→ **TASK PROMPT**
Write the full listing out again, keeping every line exactly as it is.

→ **TASK DATA**
= = = = = = =
PR #22, opened 2015-11-25
Minor modifications discussed in the last skype call

VChristiaens:
Hola Carlos,
Here is the pull request regarding the last skype call decisions.
Note that I compared the performance of centroid fitting with a 2dmoffat and a 2dgaussian on one of my datasets, and they give consistently a same centroid value within ~0.05px (which I would further assume is the expected accuracy of this kind of method).
I still have some minor recommendations for vip that we could discuss next Friday when I'll be in Liège.

Saludos,
Valentin


carlgogo:
Hola Valentin,

I'll merge the pull_request since it's based on already discussed and **tested** improvements. Then let's discuss your recommendations next week here in Liege.

Saludos,
Carlos

PR #63, opened 2016-12-01
Fix of a bug in the SDI+ADI mode

jmilou:
In SDI+ADI mode, the cube has 4 dimensions and one of the tests to validate the input parameters fails because it assumes that the first dimension of the cube is the temporal range whereas it is the spectral range (see code below). 
I proposed a fix.

Cheers
Julien


carlgogo:
Hi Julien, thank you for the fix. I'll merge it right away!

jmilou:
You’re welcome ! 
I have at last learnt to create a local copy to be able to suggest changes to your code. I’ll do more in the future now !
Thanks for your great tooL !

Julien

carlgogo:
Please, keep them coming!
= = = = = = =
→ **ANSWER SECTION**
PR #22, opened 2015-11-25
Minor modifications discussed in the last skype call

VChristiaens:
Hola Carlos,
Here is the pull request regarding the last skype call decisions.
Note that I compared the performance of centroid fitting with a 2dmoffat and a 2dgaussian on one of my datasets, and they give consistently a same centroid value within ~0.05px (which I would further assume is the expected accuracy of this kind of method).
I still have some minor recommendations for vip that we could discuss next Friday when I'll be in Liège.

Saludos,
Valentin


carlgogo:
Hola Valentin,

I'll merge the pull_request since it's based on already discussed and **tested** improvements. Then let's discuss your recommendations next week here in Liege.

Saludos,
Carlos

PR #63, opened 2016-12-01
Fix of a bug in the SDI+ADI mode

jmilou:
In SDI+ADI mode, the cube has 4 dimensions and one of the tests to validate the input parameters fails because it assumes that the first dimension of the cube is the temporal range whereas it is the spectral range (see code below). 
I proposed a fix.

Cheers
Julien


carlgogo:
Hi Julien, thank you for the fix. I'll merge it right away!

jmilou:
You’re welcome ! 
I have at last learnt to create a local copy to be able to suggest changes to your code. I’ll do more in the future now !
Thanks for your great tooL !

Julien

carlgogo:
Please, keep them coming!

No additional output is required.